Is the Doppler Effect for sound waves with a moving source due to the fact that the wave speed is independent of the source?

Question

The Doppler Effect is typically formulated as follows: $$f' = \dfrac{v \pm v_o}{v \mp v_s} \cdot f$$

The reason for the frequency increasing for observer moving towards source seems clear enough. It is because the observer is traveling against the wave motion and so experiences more cycles per second.

On the other hand, if the source is moving, the scenario is very different.

It seems like it might be due to the speed of sound being a constant in the medium (let's say air). The source creates sound by pressurizing and depressurizing the air over and over again. Each pressurization follows the next with a frequency equal to $f$. Let's assume a spherical sound wave. In the forward direction (the source moving toward the observer), the direction of the propagation of these pressurizations is the same as that of the source's motion.
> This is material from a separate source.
Issue #824, opened 2017-10-30
Segfault when mousewheeling on i3 module


daf:
Hi, I'm experiencing a segfault in polybar 3.0.5 when using the mouse wheel on top of the i3 module.

Gdb gives the following backtrace:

In the backward direction (the source moving away from the observer), the direction of the propagation of these pressurizations is the opposite of that of the source's motion. So the distance (wavelength) between pressurizations is actually greater or less from the standpoint of the observer by a factor of $\frac{v}{v \pm v_s}$.

Is that explanation correct?

Answer 1

Yes, indeed, the physics of Doppler effect for electromagnetic waves and material waves is somewhat different. The reason is indeed that the speed of sound in respect to the reference frame of the medium (i.e., the air) is nearly constant, and a moving observer would perceive a wave as having higher or lower speed, because the actual oscillating particles are moving with a higher/lower speed in respect to the observer.
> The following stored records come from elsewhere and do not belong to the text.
PR #831, opened 2017-11-05
fix(renderer): Only draw text bg if the color differs from the bar bg color

### LINKED ISSUE #759: Modules gradient issue
My bar have gradient with two colors. When I used version _3.0.5_ bar looked like this:
Old

But after aur-git update to version _3.0.5-44-ga682d2a_ I got this:
New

The other way to put it is that the reference frame of the medium and that of the observer are not equivalent. The same is true for the source moving in respect to the medium.

Finally, the last sentence in the Q seems to imply that the source is emitting plane waves. While we do often consider plane waves in theoretical discussions, it is very rare for a realistic finite source to emit such waves. A spherical or a cylindrical wave is a better approximation, and then the sound emitted forward in respect to the direction of motion propagates at higher frequency than the sound emitted backward. A train passing by is the classical example, although somewhat outdated. I suppose the same effect could be observed from an ambulance or a police car speeding by, but it might be somewhat obscured by the low-frequency cycle of the siren.